E a adolescente revelou algo que mudaria toda a investigação.
Durante meses ela havia gravado discussões.
Ameaças.
Mensagens.
Áudios.
Tudo escondido em um celular antigo.
Porque também tinha medo do próprio pai.
Quando os investigadores analisaram o conteúdo, descobriram que aquela noite não era um caso isolado.
Era apenas o último capítulo de um longo ciclo de violência.
Nos meses seguintes, Mauro e Ivan responderam pelos crimes.
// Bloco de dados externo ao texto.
Issue #1784, opened 2026-07-30
The changelog fragment rule is documented in two places and enforced by nothing


cagataycali:
`changelog.d/README.md` and `AGENTS.md` both state that a behavioural PR records its change as a `changelog.d/<number>-<slug>.md` fragment and never appends to `## [Unreleased]` in `CHANGELOG.md`. The reason is measured, not stylistic: every branch appends at the same anchor, so two open at once conflict on ordering alone, and because a push dismisses a stale approval, clearing that conflict costs a full re-approval round per affected branch.

The convention is followed -- 67 fragments, and the ten most recently merged PRs all use one. But nothing checks it.

## Measured

On `ebe2297b`, with three `### ` entries inserted directly beneath `## [Unreleased]` in `CHANGELOG.md`:

```
$ python scripts/assemble_changelog.py --check
changelog fragments OK (66 pending)                      # exit 0
$ pytest tests/test_changelog_format.py tests/test_changelog_fragments.py
30 passed
```

Neither suite can see it. `test_changelog_format.py` checks the log's version-heading structure; `test_changelog_fragments.py` checks the contents of the fragment directory. A fragment that was never written leaves nothing for either to inspect, so the one rule the convention rests on is the one rule with no gate behind it.

The consequence is not hypothetical: a PR can reach `APPROVED` / `SUCCESS` / `CLEAN` having appended to the log, and reviewers reasonably read a green board as the conventions being satisfied.

## Why a static test cannot do it

The obvious pin -- assert `[Unreleased]` carries no entries, since the assembler fills it at release time -- is not available: `[Unreleased]` on `main` already holds **168** entries predating the convention. A static assertion would have to fail on `main` today, or grandfather a count that silently ratchets upward.

What is wrong is not the section's contents but the act of adding to it, and an act is only visible as a difference between two commits. So this needs a base-diff CI check, in the shape of `merge-base-overlap.yml` / `scripts/check_merge_base_overlap.py` (#1771): compare the entry headings under `[Unreleased]` at the merge base against the head, so the legacy 168 cancel and only what a branch adds remains.

## The release path must stay open

`[Unreleased]` does legitimately gain entries when `scripts/assemble_changelog.py --apply` folds fragments in at release time. Two properties of that tool make an exact exemption possible rather than a blanket skip:

- `render()` joins `fragment.body.strip("\n")`, so a folded entry's heading is byte-identical to its fragment's; and
[...]

PR #2352, opened 2026-08-16
fix(training): refuse streaming alongside a validation split instead of dropping the stream

cagataycali:
## Problem

`TrainSpec` exposes `streaming` and `val_episodes` as independent fields, and `LerobotTrainer.validate()` reported no problem when both were set. Neither field is delivered.

`val_episodes` becomes lerobot's `dataset.eval_split`, and any non-zero `eval_split` routes lerobot into `make_train_eval_datasets`, which rebuilds **both** splits as map-style `LeRobotDataset` objects without ever consulting `dataset.streaming` — the `StreamingLeRobotDataset` it opened one line earlier is discarded. So the run materializes the whole dataset, which is precisely the outcome `streaming` exists to avoid ("streams shards from the Hub with no full download (bounded disk); with a local `dataset_root` it streams from disk (bounded RAM)"), and it does so reporting nothing: an annulled stream is indistinguishable from `streaming=False`.

Measured on lerobot 0.6.2 with a local v3 root and `TrainSpec(streaming=True, val_episodes=1, ...)`:

```
validate() -> []
emitted:  --dataset.streaming=true --dataset.eval_split=0.1666... --eval_steps=1000
lerobot:  train dataset type: LeRobotDataset
          eval  dataset type: LeRobotDataset
          train is streaming? False
```

streaming + val_episodes preflight, before and after

One script, one spec, one local v3 dataset root; only the `strands_robots` tree on `sys.path` differs between the two panels.

The blast radius is the whole point of the field: a caller who asks for a bounded-disk run over a 50-500 GB Hub dataset *and* a validation split gets an unbounded one, with no warning, no log line, and a clean preflight.

## Change

`validate()` refuses the pair, naming both remedies:

```
lerobot_local: streaming=True cannot be combined with val_episodes=2. A held-out split
makes lerobot rebuild both splits as map-style datasets, so the whole dataset is
materialized and the stream is dropped - the disk/RAM blowup streaming exists to avoid.
Either set streaming=False to keep the validation split, or val_episodes=None to keep
the stream.
```

Refusing rather than picking one field mirrors the existing sibling `_unreadable_episode_count_problem`, whose docstring already states the principle for the other direction: "a missing `eval_split` is indistinguishable from 'no validation asked for'. Refuse instead, naming both remedies, rather than launch a run that trains on every episode and records no validation loss." This is the same class, with the streaming request as the thing being silently dropped. It also matches how the backend already handles `num_nodes > 1` and `lora` + `expert_only`: refuse a spec it cannot honor instead of silently delivering something narrower.

The gate fires only when a split will actually be emitted (`_val_eval_split(spec) is not None`), so a Hub source with no readable episode count keeps its own, more accurate refusal instead of gaining a second one about a conflict that spec does not have. `extra` still reaches lerobot's own knobs unchanged for a caller who wants the combination anyway.

## Tests

`TestStreamingAndValidationSplitAreMutuallyExclusive`, 8 tests. Against `main`: **2 fail / 6 pass**; after the change 8 pass.

Failing pre-fix:
- `test_asking_for_both_is_refused` — `validate()` returned `[]` for a spec that delivers neither field.
- `test_the_refusal_names_the_cost_of_the_silent_outcome` — the message must say the dataset is *materialized* and the *stream is dropped*, so a caller learns this is a backend constraint and not a style preference.

Passing on both trees (the controls that keep the refusal from over-reaching):
- `test_streaming_alone_is_launchable` / `test_validation_split_alone_is_launchable` — the refusal must not swallow either feature.
- `test_either_remedy_the_message_offers_clears_it` — both quoted remedies clear the refusal *and* deliver the field they keep, not merely silence the message.
- `test_a_hub_source_with_no_readable_count_keeps_its_own_refusal` — no double-reporting.
- `test_lerobot_split_path_still_drops_the_stream` — pins the measured constraint the refusal stands on: lerobot's eval-split path builds the stream once (to read metadata) and then constructs map-style datasets for both splits. If lerobot starts honoring the stream there, this test fails and the refusal should be lifted rather than left rejecting a combination that has become supportable. That keeps the gate from outliving its reason.

Full `tests/` on lerobot 0.6.2, run on both trees: **61 failing ids on this branch vs 66 on `main`, zero branch-only** (the 5 base-only ids are the 2 pre-fix failures above plus 3 known load-sensitive timing flakes). 30637 passed vs 30632.

## Docs

`TrainSpec.streaming` and `TrainSpec.val_episodes` now state the exclusion and why; `docs/training/overview.md` gains it in the field table and a paragraph next to the existing `val_episodes` source-requirement note.

---

## Round 2 changes

No review feedback; this round is a merge-base update only. The approval was dismissed by the push, and nothing about the change under review moved.

**Merged `main` in to resolve a conflict this PR's sibling created.** #2351 landed while this was green and waiting, and it appended a clause to the *same sentence* of `LerobotTrainer.validate`'s docstring that this branch appended one to, so the branch went `CONFLICTING` the moment #2351 merged. The two changes are independent in behaviour and adjacent in text: one refuses an unreadable dataset format version, the other refuses `streaming` alongside a validation split, and both belong in the same enumeration of what the preflight checks.

The conflict is entirely inside that docstring — one hunk, three lines — and the resolution keeps **both** clauses, in the order the checks run:

```
(``num_nodes == 1``), a ``val_episodes``
split below the dataset total and not asked for alongside ``streaming``
(lerobot's split path is map-style only), a local dataset format version
the installed lerobot can read, usable LoRA hyperparameters when
``method == "lora"``, ...
```

No code hunk conflicted, and both siblings' checks are present and independently reachable in the merged `validate()`: `_streaming_validation_split_problem` inside the `val_episodes` block, `_dataset_codebase_version_problems` appended after it. A docstring-only conflict is the failure mode #1784's fragment convention removes for changelog entries, and the same shape shows up in a shared summary docstring — worth noting, but not worth a shared-file convention for one sentence.

Verified against the merged tree rather than either parent, since no check had compiled the two together: `tests/training/` — `test_lerobot.py` (this PR's suite), `test_dataset_codebase_version_preflight.py` (#2351's), and the three docstring gates that read this exact docstring (`test_docstring_module_xrefs.py`, `test_public_member_docstrings.py`, `test_trainer_provider_docstrings.py`) — 109 passed, 37 skipped, with the 23 failures all reporting `lerobot is not installed` (the optional dep is absent from this sandbox; the same ids fail identically on unmodified `main` here). `ruff check` and `ruff format --check` clean on the resolved file.

### DIFF
--- a/changelog.d/2352-streaming-validation-split-exclusive.md
+++ b/changelog.d/2352-streaming-validation-split-exclusive.md
@@ -1,0 +1,8 @@
+### Fixed
+
+- `LerobotTrainer.validate()` now refuses `streaming=True` together with `val_episodes`
+  instead of reporting a launchable spec that delivers neither. A non-zero
+  `dataset.eval_split` routes lerobot into `make_train_eval_datasets`, which rebuilds both
+  splits as map-style `LeRobotDataset` objects without consulting `dataset.streaming`, so
+  the whole dataset was materialized - the disk/RAM blowup `streaming` exists to avoid -
+  with nothing reported. The refusal names both remedies.
--- a/docs/training/overview.md
+++ b/docs/training/overview.md
@@ -91,12 +91,12 @@ supports and **ignores the rest** (the same tolerance rule as
 |-------|---------|-------|
 | `dataset_root` | LeRobotDataset v3 root | a data source; has `meta/info.json` (optional when `dataset_repo_id` is set) |
 | `dataset_repo_id` | Hub dataset id `org/name` | alternative data source; train from the Hub (lerobot) |
-| `streaming` | stream frames, no full materialize | lerobot `StreamingLeRobotDataset`; bounded disk (Hub) / RAM (local) |
+| `streaming` | stream frames, no full materialize | lerobot `StreamingLeRobotDataset`; bounded disk (Hub) / RAM (local); mutually exclusive with `val_episodes` |
 | `base_model` | HF id / local ckpt to tune from | required for GR00T & Cosmos |
 | `steps` / `global_batch_size` | the run size: optimizer steps x batch | each must be a positive integer; `validate()` refuses `0`, a fractional or non-finite value, and a `bool` (`True` would read as a silent one-step run) before anything is loaded |
 | `method` | `full` \| `lora` \| `expert_only` \| `frozen_backbone` | `lora`+`expert_only` are mutually exclusive |
 | `tune` | `{llm,visual,projector,diffusion}` | GR00T only |
-| `val_episodes` | hold out the LAST N episodes | deterministic split; must be a positive integer below the dataset's episode count, and that count must be readable from a local `meta/info.json` (see the Hub-source note below). `validate()` refuses `0` or a negative (they produced no split and no eval cadence at all - the run trained on everything and logged no validation loss), a `bool`, and a fractional value (`2.7` reserved 3 episodes, `0.5` reserved none while still evaluating) |
+| `val_episodes` | hold out the LAST N episodes | deterministic split; must be a positive integer below the dataset's episode count, and that count must be readable from a local `meta/info.json` (see the Hub-source note below). `validate()` refuses `0` or a negative (they produced no split and no eval cadence at all - the run trained on everything and logged no validation loss), a `bool`, and a fractional value (`2.7` reserved 3 episodes, `0.5` reserved none while still evaluating); mutually exclusive with `streaming` |
 | `num_gpus` / `num_nodes` | multi-GPU / multi-node | selects the launcher |
 | `seed` | reproducibility seed | must be a non-negative integer; `validate()` refuses a negative (`torch.manual_seed` would take it modulo `2**64`, so `-1` silently becomes `2**64 - 1`), a fractional or non-finite value, and a `bool`. `None` uses the backend's own default |
 | `extra["policy_type"]` | lerobot `--policy.type` | act/diffusion/smolvla/pi0/pi05/... |
@@ -314,6 +314,15 @@ than launch a run that trains on every episode and logs no validation loss. The
 refusal names the two ways to get the split: point `dataset_root` at a populated
 local copy of the dataset, or pass lerobot's own knobs directly with
 `extra={"dataset.eval_split": 0.1, "eval_steps": 1000}`.
+
+`streaming` and `val_episodes` cannot both be honored, so `validate()` refuses
+the pair. A non-zero `eval_split` routes lerobot into `make_train_eval_datasets`,
+which rebuilds BOTH splits as map-style `LeRobotDataset` objects without
+consulting `dataset.streaming` - the streaming dataset it opened first is
+discarded. The run therefore materializes the whole dataset, which is exactly
+what `streaming` exists to avoid, and nothing reports it: an annulled stream is
+indistinguishable from `streaming=False`. Set `streaming=False` to keep the
+validation split, or `val_episodes=None` to keep the stream.
 
 ### GR00T (`groot`)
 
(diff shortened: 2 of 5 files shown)


yinsong1986 (dismissed):
## Summary

Adds a preflight refusal in `LerobotTrainer.validate()` for `streaming=True` combined with `val_episodes`: lerobot's non-zero `dataset.eval_split` routes into `make_train_eval_datasets`, which rebuilds both splits as map-style `LeRobotDataset` objects without consulting `dataset.streaming`, so the stream was silently dropped and the whole dataset materialized. I verified the premise independently against the lerobot 0.6.1 wheel (the lockfile version): `make_train_eval_datasets` constructs both splits as map-style `LeRobotDataset` unconditionally after using the `make_dataset` result only for metadata, exactly as the refusal claims. The gate is correctly scoped to `_val_eval_split(spec) is not None`, so a Hub source with no readable episode count keeps its own more accurate refusal, and `train()` fails closed on the problem list, so the refusal actually gates the run. The `extra` passthrough is preserved as the documented escape hatch, so no capability is removed - a previously silent misdelivery becomes an explicit refusal naming both remedies, which matches the repo's no-silent-defaults rule and the sibling `_unreadable_episode_count_problem` pattern.

## What's good

- The canary test (`test_lerobot_split_path_still_drops_the_stream`) pins the *reason* for the refusal against lerobot itself, so the gate is lifted rather than outliving its constraint if lerobot starts honoring the stream on the split path.
- Controls keep the refusal from over-reaching: each field alone stays launchable, both quoted remedies are tested to deliver the field they keep, and the Hub-source case is tested for no double-reporting.
- Changelog fragment, `TrainSpec` docstrings, and `docs/training/overview.md` all updated in the same PR; diff is ASCII-clean with no host paths.

## Verification suggestions

The new test suite requires lerobot >= 0.6.1 (the project floor). On an environment with lerobot 0.5.x installed, `test_lerobot_split_path_still_drops_the_stream` fails with `AttributeError: no attribute 'make_train_eval_datasets'` - that is a stale-env artifact, not a PR defect (I reproduced an identical pre-existing `TestBuildConfig::test_val_split_sets_eval_split_and_a_nonzero_eval_cadence` failure on `main` under 0.5.1). CI installing from the lock (0.6.1) is the authoritative run.

yinsong1986 (approved):
## Summary

Adds a preflight refusal in `LerobotTrainer.validate()` for `streaming=True` combined with `val_episodes`: a non-zero `dataset.eval_split` routes lerobot into `make_train_eval_datasets`, which rebuilds both splits as map-style `LeRobotDataset` objects without consulting `dataset.streaming`, so the requested stream was silently dropped and the whole dataset materialized - the disk/RAM blowup `streaming` exists to avoid. The gate is correctly scoped: it sits inside the `val_episodes` block and fires only when `_val_eval_split(spec) is not None`, so a Hub source with no readable episode count keeps its own more accurate refusal, and the `extra` passthrough remains as the documented escape hatch, so no capability is removed - a silent misdelivery becomes an explicit refusal naming both remedies, matching the sibling `_unreadable_episode_count_problem` pattern and the repo's no-silent-defaults rule. This round is a merge-base refresh only (`behind_by=0` against `main`); the sole conflict was the shared `validate()` docstring sentence with #2351, and the resolved tree carries both siblings' checks independently reachable, which I verified by reading the merged `validate()` directly. Ran the new suite against the merged head: 7/8 pass locally, with the one failure (`test_lerobot_split_path_still_drops_the_stream`, `AttributeError: no attribute 'make_train_eval_datasets'`) being exactly the lerobot-0.5.x stale-env artifact the prior review already documented - the project floor is `lerobot>=0.6.1,<0.7.0`, where the function exists, and CI installing from the lock is authoritative. Diff is ASCII-clean, no host paths, changelog fragment follows the convention.

## What's good

- The canary test pins the external constraint the refusal stands on, so the gate is lifted rather than outliving its reason if lerobot starts honoring the stream on the split path.
- Both quoted remedies are tested to deliver the field they keep, not merely silence the message - the refusal text and the behavior cannot drift apart.
- The merge-base refresh kept both #2351's and this PR's docstring clauses in check-execution order, and the description reports verification against the merged tree rather than either parent.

A cidade inteira ficou chocada.
Porque o homem simpático que todos conheciam não era o mesmo homem que existia dentro daquela casa.
Ana começou terapia.
O irmão também.
Rebeca precisou reaprender a viver sem medo.
Foi lento.
Difícil.
Doloroso.
Mas aconteceu.
Certa tarde, quase um ano depois, Lúcia recebeu um desenho pelo correio.
Era feito por Ana.
Mostrava uma casa.
Uma mãe sorrindo.
Um menino brincando.
Uma menina segurando um telefone.
E acima deles, um céu azul.
No canto havia uma frase escrita com letra infantil:
“Eu achei que ninguém viria.”
Lúcia guardou aquele desenho na gaveta da mesa.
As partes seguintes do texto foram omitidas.